Centrifuges may be driven by belt pulleys and shafting, by water turbines or electric motors operating through a friction clutch. The power required for running is small compared with that required for starting and bringing it up to full speed.
The loading of the material into the basket must be done to give even distribution, as an unbalanced basket running at high speed causes great strain and vibration. After starting, the top speed must be attained quickly, so that the machine quickly passes, and does not run at, the critical speed.
With Nonperforated Basket
When the deposited solid offers a high resistance to the flow of liquid through it, the nonperforated basket is the method of choice. The suspension is fed continuously into the basket and the resulting clarified liquor is removed over a weir or through a skimming tube (Fig. 17.6) The operation is stopped when a suitable depth of solid has been deposited on the walls of the basket. The solids are then scraped off by hand or by a scraper blade. The supercentrifuge discussed previously is also an example of a nonperforated basket centrifuge.

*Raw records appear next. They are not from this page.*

PR #497, opened 2022-12-06
NW5-MANCEHSTER-Miguel-Cabral-React-WEEK1

Miguel-Cabral:


src/App.css
```diff
@@ -54,4 +53,16 @@ tr {
...
+}
+
+.logo {
+  width: 40px;
+}
+
+.cardsEl {
+  margin-top: 20px;
+  display: grid;
+  grid-template-columns: repeat(3, 1fr);
```
savagematt, line 66: Good to see you using css convenience methods like `repeat`

src/components/Footer.js
```diff
@@ -0,0 +1,22 @@
+import React from "react";
+
+function Footer() {
+  const HotelContact = [
```
savagematt, line 4: By convention, `const` names start with lower case letters in javascript, so this would be `hotelContact`.

React function components are an exception to this general rule.

src/components/Heading.js
```diff
@@ -0,0 +1,13 @@
+import React from "react";
+import logo from "../Hotel Images/hotel.jpg";
+
+function Heading() {
+  return (
+    <header className="App-header">
+      <img className="logo" src={logo} alt="" />
```
savagematt, line 7: Remember to complete `alt` text so the site is accessible to blind users

src/components/SearchResults.js
```diff
@@ -0,0 +1,42 @@
+import React from "react";
+import Moment from "react-moment";
+function SearchResults({ results }) {
+  return (
+    <div>
+      <table className="table">
+        <thead>
+          <tr>
+            <th scope="col">Id</th>
```
savagematt, line 9: Great to see `scope` here for users of screen readers

savagematt (commented):
Great stuff Miguel.

Miguel-Cabral:
@savagematt  lesson 2 is completed

src/components/SearchResults.js
```diff
@@ -11,14 +11,22 @@ function SearchResults({ results }) {
...
+            const [select, setSelect] = useState(true);
+            function handleClick() {
+              setSelect(select => !select);
+            }
             return (
-              <tr key={index}>
+              <tr
+                key={index}
+                onClick={handleClick}
+                style={{ backgroundColor: select ? "" : "green" }}
```
savagematt, line 28: You can use `style` directly for something simple like this.

As the site gets larger and more complex, you'll probably have other tables which need rows to be highlighted. In that case you'll want to define a `selectedRow` css class once and then reuse it everywhere you need to highlight table rows (using `className` in React or just `class` if you're writing plain html). Then you can change the style of all tables at once, instead of the `style` property of every table in the site.

If you run the app, the grey text is quite hard to read against the dark green background, which isn't the best for usability. Maybe change the text colour to white, or make the green colour much lighter so the text still pops?

src/components/SearchResults.js
```diff
@@ -11,14 +11,22 @@ function SearchResults({ results }) {
...
-            <th scope="col">check out date</th>
+            <th scope="col">Check In Date</th>
+            <th scope="col">Check Out Date</th>
           </tr>
         </thead>
         <tbody>
           {results.map((person, index) => {
+            const [select, setSelect] = useState(true);
+            function handleClick() {
+              setSelect(select => !select);
```
savagematt, line 22: Using `!select` rather than `if(select) {return false;} else {return true;}`, for example, is good! Terse, but also readable.

src/components/SearchResults.js
savagematt: Ah, in fact bootstrap already has some classes you can use for this.

https://getbootstrap.com/docs/4.0/content/tables/#contextual-classes

PR #498, opened 2022-12-06
nw5-Manchester-Davood-Moradi-React-Week1

clav00cl:


src/Search.js
```diff
@@ -17,7 +18,8 @@ const Search = () => {
                 className="form-control"
                 placeholder="Customer name"
               />
-              <button className="btn btn-primary">Search</button>
+              {/* <button className="btn btn-primary">Search</button> */}
+              <SearchButton />
```
Dominic-Taylor-Dev, line 22: I don't necessarily agree with your choice to make `SearchButton` a child of `Search`. Let's discuss this when we speak. However, if you want to take this approach, I suggest something like the following:

1) Keep the 'knowledge' of the complete booking list `Bookings` component. You already keep a state of bookings via `const [bookings, setBookigs] = useState([]);` so you can keep that
2) Start keeping track of the search term, also at that higher level i.e. inside the `Bookings` component: `const [searchField, setSearchField] = useState("");`
3) Do the filtering action at the level of the `Booking` component with a variable like this (the component will re-render every time the state changes so you don't need to worry that this will get out of date):
```
  const filteredBookings = bookings.filter((booking) => {
    return (
      booking.firstName.toLowerCase().includes(searchField.toLowerCase()) ||
      booking.surname.toLowerCase().includes(searchField.toLowerCase())
    );
  });
```
4) Pass that `filteredBookings` rather than all bookings to your `SearchResult` (this will also re-render when you search, because `filteredBookings` will have a new value when the parent re-renders):
```
        <SearchResult
          filteredBookings={filteredBookings}
          showProfile={showProfile}
        />
```

5) Pass `setSearchField` (the new setState() we defined in point 2) down to the child components of `Bookings` - in this case `Search`. From here, you can define a function that gets the value of the input box whenever the function is called, and then sets the search field (all the way up in `Bookings`) with that value:
```
  const searchButtonSubmit = (event) => {
    event.preventDefault();
    const searchBarValue = document.getElementById("customerName").value;
    setSearchField(searchBarValue);
  };
```

6) Pass the new  `searchButtonSubmit` function as a prop to your `SearchButton`:
```
<SearchButton searchButtonSubmit={searchButtonSubmit} />
```
7) Add that prop as your click handler inside the Search Button class:
```
const SearchButton = ({ searchButtonSubmit }) => {
  return (
    <div>
      <button className="btn btn-primary" onClick={searchButtonSubmit}>
        Search
      </button>
    </div>
  );
};
```

Now, hopefully you can see that's quite a complicated way of doing things. I think there are simpler ways if we re-arrange our parents and children, but it's beyond the scope of a written code review for me to discuss that fully, so let's talk about it soon

Dominic-Taylor-Dev (commented):
It's a good start, well done. Things I like are the fact you've got the nights calculating well, or that you're populating data from an API. 

The thing I'd focus on figuring out next to improve this is how to make the search work properly in terms of being able to change the search term after you've clicked 'Search' for the first time. I've given you an implementation that stays close to your existing code, but there are better ways to do it in my opinion. The rest is okay, but you might also want to consider your layout/styling to make things align nicely

src/Bookings.js
```diff
@@ -1,21 +1,51 @@
...
+  const [customerProfile, setCustomerProfile] = useState([]);
+  const [isLoading, setIsLoading] = useState(true);
   const search = searchVal => {
-    console.info("TO DO!", searchVal);
+    const searchValue = searchVal.toLowerCase();
+    setBookigs(
+      bookings.filter(element => {
+        if (
+          searchValue === "" ||
+          element.firstName.toLowerCase().includes(searchValue) ||
```
Dominic-Taylor-Dev, line 16: Don't forget that the search value should also be `.toLowerCase()`. Otherwise it will only match when the user types in the search box only with lower case

PR #500, opened 2022-12-07
NW5 - Manchester - Yousef Shaikhan - react - week1

youweb3:


src/Lesson1/Order.js
```diff
@@ -0,0 +1,17 @@
...
+    setOrder(order + 1);
+  }
+  return (
+    <>
+      <li>
+        {OrderType}: {order}
+        <RestaurantButton orderOneProps={orderOne} />
+      </li>
+    </>
+  );
```
SteveLeicester, line 16: Good - the button is a separate component - but in effect you give the button something to do when it is clicked.

src/Lesson1/RestaurantButton.js
```diff
@@ -0,0 +1,11 @@
+import React from "react";
+
+export default function RestaurantButton({ orderOneProps }) {
+  return (
```
SteveLeicester, line 4: Nice destructuring of the props object being passed to the button.

src/Lesson1/SearchResults.js
```diff
@@ -0,0 +1,56 @@
...
+            const [color, setColor] = useState(false);
+            function changeColor() {
+              setColor(!color);
+            }
+            return (
+              <tr
+                key={index}
+                style={{ backgroundColor: color ? "yellow" : "white" }}
+                onClick={changeColor}
+              >
```
SteveLeicester, line 39: This is nice and simple - works well.  You can also add and remove a CSS class name to do the same. Often preferable since you can load a different style sheet if you decide on different colours. So we make class - note the helpful name.

```
.searchResultSelected{
  background-color: #FF0000;
}
```
So now in the code I no longer mention anything about colour but instead think in terms of selected or not selected.  I change the function to toggleSelected.  Search toggle switch in google - it usually means on or off but if it is on you can only turn off and if it is off you can only turn on.  Here we mean selected or not selected.

```
const [isSelected, setSelected] = useState(false);
function toggleSelected() {
     setSelected(!isSelected);
}
```
Now we can set the class name like so

```
<tr
      key={index}
      className={isSelected?"searchResultSelected":""}
      onClick={toggleSelected}
>

```

src/Restaurant.js
```diff
@@ -1,14 +1,18 @@
...
   return (
     <div>
       <h3>Restaurant Orders</h3>
       <ul>
-        <li>
-          Pizzas: {pizzas} <button className="btn btn-primary">Add</button>
-        </li>
+        <Order key={1} OrderType={"pizzas"} />
+        <Order key={2} OrderType={"salads"} />
+        <Order key={3} OrderType={"chocolate cake"} />
```
SteveLeicester, line 15: Good we spoke about having unique keys.  I'm glad the restaurant has pizza too :-)

src/index.css
```diff
@@ -24,3 +24,19 @@ body {
...
 }
+
+.footer li {
+  list-style: none;
+}
+
+.card {
+  box-shadow: 0 4px 8px 0 rgba(0, 0, 0, 0.2), 0 6px 20px 0 rgba(0, 0, 0, 0.19);
+}
+
```
SteveLeicester, line 35: The style of the cards looks really nice - like it.  Its very satisfying to create a very pleasing look.

SteveLeicester:
This is great stuff Yousef. The hotel project is coming along really nicely.  Thankyou for your hard work.

PR #522, opened 2023-02-23
London 9 - Lovelace - Shayan Mahnam - React - Week 1

ShayanMahnam:
### Demo
<a href="https://cyf-shayanmahnam-hotel-react.netlify.app/">Shayan Hotel React</a>


src/Order.js
```diff
@@ -0,0 +1,20 @@
+import React, { useState } from "react";
+import RestaurantButton from "./RestaurantButton";
+
+const Order = props => {
+  const [orders, setOrders] = useState(0);
+
+  function orderOne() {
+    setOrders(preOrder => preOrder + 1);
```
sampennington, line 8: Nice!
I dont know if we covered this, could you explain why we do this? 😄

ShayanMahnam: Because it’s a way that is safe and guaranteed to be synchronous, this is important because updating the state in a synchronous way ensures that the updated value is immediately available for other components that depend on it, which is not guaranteed when you update a variable directly.

you covered this in week 2 before exercise D 😄

howard-ss: It's mentioned by Mr. Moe Ibrahim on his session on 03 Feb when we discussed the different options for state function expression, but it's not covered in the syllabus.

src/App.js
```diff
@@ -1,13 +1,25 @@
...
+import Restaurant from "./Restaurant";
+import Footer from "./Footer";
 import "./App.css";
 
 const App = () => {
+  const contactDetails = [
+    "123 Fake Street, London, E1 4UD",
+    "hello@fakehotel.com",
+    "0123 456789"
+  ];
```
sampennington, line 14: It would be better to define this variable outside of the component, it is just a constant and doesn't need to be recreated every render 😄

src/Bookings.js
```diff
@@ -1,18 +1,77 @@
...
+          return res.json();
+        }
+      })
+      .then(data => {
+        setBookings(data);
+        setData(data);
+        setIsLoading(false);
+      })
+      .catch(error => {
+        console.log(error);
```
sampennington, line 38: Anything else that we could do in our catch function, would the user be told if the request failed like this?

src/Bookings.js
```diff
@@ -1,18 +1,77 @@
...
+      });
+  }, []);
+
   const search = searchVal => {
-    console.info("TO DO!", searchVal);
+    if (searchVal.trim() === "") {
+      setBookings(data);
+    } else {
+      const filterBookings = bookings.filter(element => {
```
sampennington, line 46: Instead of using `element` here, it might be clearer to use `booking`. This value is a `booking` from our `bookings` array! It makes it a bit more readable knowing what the value is 😄 .

src/Bookings.js
```diff
@@ -1,18 +1,77 @@
...
         <Search search={search} />
-        {/* <SearchResults results={FakeBookings} /> */}
+        {errorOccurred.ok === false ? (
+          <div>
+            <span>
+              An Error occurred when fetching the Bookings Data :{" "}
+              {errorOccurred.status} {errorOccurred.statusText}
+            </span>
+          </div>
+        ) : isLoading === true ? (
```
sampennington, line 67: Do we need to check if this `isLoading` boolean is equal to true here?  It only has two possible values

sampennington: Same with `ok` above 😄

src/CustomerProfile.js
```diff
@@ -0,0 +1,46 @@
+import React, { useState, useEffect } from "react";
+
+const CustomerProfile = props => {
+  const [customerProfileData, setCustomerProfileData] = useState("");
+
+  useEffect(() => {
+    fetch(`https://cyf-react.glitch.me/customers/${props.id}`)
+      .then(res => res.json())
+      .then(data => setCustomerProfileData(data));
```
sampennington, line 9: Could this request fail also? Always a good idea to handle errors 👍

src/Footer.js
```diff
@@ -0,0 +1,15 @@
+import React from "react";
+
+const Footer = props => {
+  return (
+    <footer>
+      <ul className="footer-contact">
+        {props.contactDetails.map((element, index) => (
+          <li key={index}>{element}</li>
```
sampennington, line 8: It's best to try and avoid using the array `index` as a `key`. I know this is mentioned in the syllabus but have a read of this if you are not aware already https://legacy.reactjs.org/docs/lists-and-keys.html#keys

The react docs can do a much better explanation then me 😊

src/SearchResult.js
```diff
@@ -0,0 +1,48 @@
...
+const SearchResult = props => {
+  const [customClass, setCustomClass] = useState("");
+  const [showCustomerProfile, setShowCustomerProfile] = useState(false);
+
+  const classToggle = () => {
+    setCustomClass(customClass => (customClass ? "" : "table-primary"));
+  };
+
+  const toggleCustomerProfile = event => {
+    event.stopPropagation();
```
sampennington, line 13: What did we need to stop propagating here?

src/SearchResults.js
```diff
@@ -0,0 +1,48 @@
...
+            <th scope="col">Check in Date</th>
+            <th scope="col">Check out Date</th>
+            <th scope="col">Total Nights</th>
+            <th scope="col">Profiles</th>
+          </tr>
+        </thead>
+        <tbody>
+          {props.results.map(user => {
+            let a = moment(user.checkInDate, "YYYY-MM-DD");
+            let b = moment(user.checkOutDate, "YYYY-MM-DD");
```
sampennington, line 25: Think we can use `const` for these? Generally a better idea to use `const` if we don't plan on reassigning something.

sampennington (commented):
Amazing work Shayan! 🚀 
Just a few little points ☺️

Fig. 17.6 Nonperforated basket centrifuge.
The machine runs continuously, the clear liquid being discharged from the spout and the solids collected on the inside of the bowl (Fig. 17.7). The process can be continued until it is necessary to stop to remove the accumulated deposit. Fig. 17.8 shows a section of the bowl used for clarifying in which there are a number of cones separated by narrow spaces. The liquid enters down the centre of the bowl and passes out by ascending the spaces between the cones. The high-gravity solids are thrown outwards, travel down the undersides on the cones and the lighter liquid finds its way out over the rim of the bowl. Referring to the diagram it can be seen that the spaces between the cones are very narrow. The impurities therefore have to travel only a very short distance before they are removed from the liquid. This feature allows a slower speed to produce a high degree of clarification. By regulation of the speed it is possible to separate a coarse sediment from a mixture containing a fine powder in suspension.
Fig. 17.7 Solids-ejecting type separator.
Fig. 17.8 Section of bowl of De Laval clarifier. Alfa-Laval Co. Ltd.
Horizontal Centrifuges
It has already been pointed out that vertical centrifuges can be designed for the continuous separation of two immiscible liquids. For the continuous removal of solids, however, a horizontal centrifuge is normally employed. The conical centrifuge provides a well-known example. Here the solid–liquid suspension is fed into a horizontally mounted basket through a hollow shaft and the solid is spun to the periphery in the normal way. Inside the basket, there is mounted coaxially a spiral scraper which rotates at a slower speed than the basket itself. As the scraper rotates, it removes most of the solid cake, apart from a slight ‘clearance’, and forces it along to a point where it first receives a spray of wash liquid and is then dried and discharged.Fig. 17.9 illustrates a centrifuge of this type.
Fig. 17.9 Horizontal centrifuge: the Sharples Super-D-Canter. Sharples Centrifuges, Ltd.